▶ Supplied data:
•••
PR #816, opened 2022-11-15
WIP: witness generation

nbgl:


evm/src/cpu/simple_logic/eq_iszero.rs
```diff
@@ -7,7 +7,17 @@ use plonky2::iop::ext_target::ExtensionTarget;
 use crate::constraint_consumer::{ConstraintConsumer, RecursiveConstraintConsumer};
 use crate::cpu::columns::CpuColumnsView;
 
-pub fn generate<F: RichField>(lv: &mut CpuColumnsView<F>) {
+fn limbs(x: U256) -> [u32; 8] {
```
dlubarov, line 10: nit: maybe add "le" in the name to indicate endianness

evm/src/witness/memory.rs
```diff
@@ -0,0 +1,83 @@
...
+    contents: HashMap<MemoryAddress, U256>,
+}
+
+impl MemoryState {
+    pub fn new(kernel_code: &[u8]) -> Self {
+        let mut contents = HashMap::new();
+
+        for (i, &byte) in kernel_code.iter().enumerate() {
+            if byte != 0 {
+                let address = (0, 0, i as u32);
```
dlubarov, line 63: nit: would prefer to do `Segment::Code as usize`, I guess we'll probably never change it from 0 but it's not really guaranteed

evm/src/witness/memory.rs
```diff
@@ -0,0 +1,83 @@
...
+    ) -> Self {
+        let timestamp = (clock * NUM_CHANNELS + channel.index()) as u64;
+        MemoryOp { timestamp, address, op }
+    }
+}
+
+
+#[derive(Clone)]
+pub struct MemoryState {
+    contents: HashMap<MemoryAddress, U256>,
```
dlubarov, line 54: I think a dense representation of memory (like the old `MemorySegmentState`) would probably be more efficient. I wouldn't expect much sparseness based on the cost model, since it charges based on the highest address used.

evm/src/witness/traces.rs
```diff
@@ -0,0 +1,32 @@
+use crate::arithmetic::columns::NUM_ARITH_COLUMNS;
+use crate::cpu::columns::CpuColumnsView;
+use crate::logic;
+use crate::witness::memory::MemoryOp;
+
+type LogicRow<T> = [T; logic::columns::NUM_COLUMNS];
+type ArithmeticRow<T> = [T; NUM_ARITH_COLUMNS];
+
+struct Traces<T: Copy> {
```
dlubarov, line 9: nit: could do `<F: Field>` since we'll only compute traces over the base field; `Copy` might seem like a hint that we'll use it in other ways

PR #818, opened 2022-11-18
Add missing feature to field crate

unzvfu:
Current `main` fails to compile with the the standard "fast compilation" flags: 
```
RUSTFLAGS='-C target-cpu=native' cargo test --release
```
It complains that `#![feature(stdsimd)]` is missing.

Not sure how this got in to main, but it's recent; maybe from the `no-std` PR?


dlubarov (approved):
LGTM, good catch

PR #819, opened 2022-11-18
Implement `CALLVALUE, CALLDATALOAD, CALLDATASIZE, CALLDATACOPY` in interpreter

wborgeaud:


evm/src/cpu/kernel/interpreter.rs
```diff
@@ -537,6 +537,52 @@ impl<'a> Interpreter<'a> {
...
+
+    fn run_calldatacopy(&mut self) {
+        let dest_offset = self.pop().as_usize();
+        let offset = self.pop().as_usize();
+        let size = self.pop().as_usize();
+        for i in 0..size {
+            let calldata_byte = self
+                .memory
+                .mload_general(self.context, Segment::Calldata, offset + i)
+                .byte(0);
```
dlubarov, line 576: nit: we could skip this we convert back to U256 below

dlubarov (approved):
LGTM!

evm/src/cpu/kernel/interpreter.rs
wborgeaud: Good catch, done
•••
▶ What to work on: Reprint the complete listing exactly.

▶ Solution to the problem:
PR #816, opened 2022-11-15
WIP: witness generation

nbgl:


evm/src/cpu/simple_logic/eq_iszero.rs
```diff
@@ -7,7 +7,17 @@ use plonky2::iop::ext_target::ExtensionTarget;
 use crate::constraint_consumer::{ConstraintConsumer, RecursiveConstraintConsumer};
 use crate::cpu::columns::CpuColumnsView;
 
-pub fn generate<F: RichField>(lv: &mut CpuColumnsView<F>) {
+fn limbs(x: U256) -> [u32; 8] {
```
dlubarov, line 10: nit: maybe add "le" in the name to indicate endianness

evm/src/witness/memory.rs
```diff
@@ -0,0 +1,83 @@
...
+    contents: HashMap<MemoryAddress, U256>,
+}
+
+impl MemoryState {
+    pub fn new(kernel_code: &[u8]) -> Self {
+        let mut contents = HashMap::new();
+
+        for (i, &byte) in kernel_code.iter().enumerate() {
+            if byte != 0 {
+                let address = (0, 0, i as u32);
```
dlubarov, line 63: nit: would prefer to do `Segment::Code as usize`, I guess we'll probably never change it from 0 but it's not really guaranteed

evm/src/witness/memory.rs
```diff
@@ -0,0 +1,83 @@
...
+    ) -> Self {
+        let timestamp = (clock * NUM_CHANNELS + channel.index()) as u64;
+        MemoryOp { timestamp, address, op }
+    }
+}
+
+
+#[derive(Clone)]
+pub struct MemoryState {
+    contents: HashMap<MemoryAddress, U256>,
```
dlubarov, line 54: I think a dense representation of memory (like the old `MemorySegmentState`) would probably be more efficient. I wouldn't expect much sparseness based on the cost model, since it charges based on the highest address used.

evm/src/witness/traces.rs
```diff
@@ -0,0 +1,32 @@
+use crate::arithmetic::columns::NUM_ARITH_COLUMNS;
+use crate::cpu::columns::CpuColumnsView;
+use crate::logic;
+use crate::witness::memory::MemoryOp;
+
+type LogicRow<T> = [T; logic::columns::NUM_COLUMNS];
+type ArithmeticRow<T> = [T; NUM_ARITH_COLUMNS];
+
+struct Traces<T: Copy> {
```
dlubarov, line 9: nit: could do `<F: Field>` since we'll only compute traces over the base field; `Copy` might seem like a hint that we'll use it in other ways

PR #818, opened 2022-11-18
Add missing feature to field crate

unzvfu:
Current `main` fails to compile with the the standard "fast compilation" flags: 
```
RUSTFLAGS='-C target-cpu=native' cargo test --release
```
It complains that `#![feature(stdsimd)]` is missing.

Not sure how this got in to main, but it's recent; maybe from the `no-std` PR?


dlubarov (approved):
LGTM, good catch

PR #819, opened 2022-11-18
Implement `CALLVALUE, CALLDATALOAD, CALLDATASIZE, CALLDATACOPY` in interpreter

wborgeaud:


evm/src/cpu/kernel/interpreter.rs
```diff
@@ -537,6 +537,52 @@ impl<'a> Interpreter<'a> {
...
+
+    fn run_calldatacopy(&mut self) {
+        let dest_offset = self.pop().as_usize();
+        let offset = self.pop().as_usize();
+        let size = self.pop().as_usize();
+        for i in 0..size {
+            let calldata_byte = self
+                .memory
+                .mload_general(self.context, Segment::Calldata, offset + i)
+                .byte(0);
```
dlubarov, line 576: nit: we could skip this we convert back to U256 below

dlubarov (approved):
LGTM!

evm/src/cpu/kernel/interpreter.rs
wborgeaud: Good catch, done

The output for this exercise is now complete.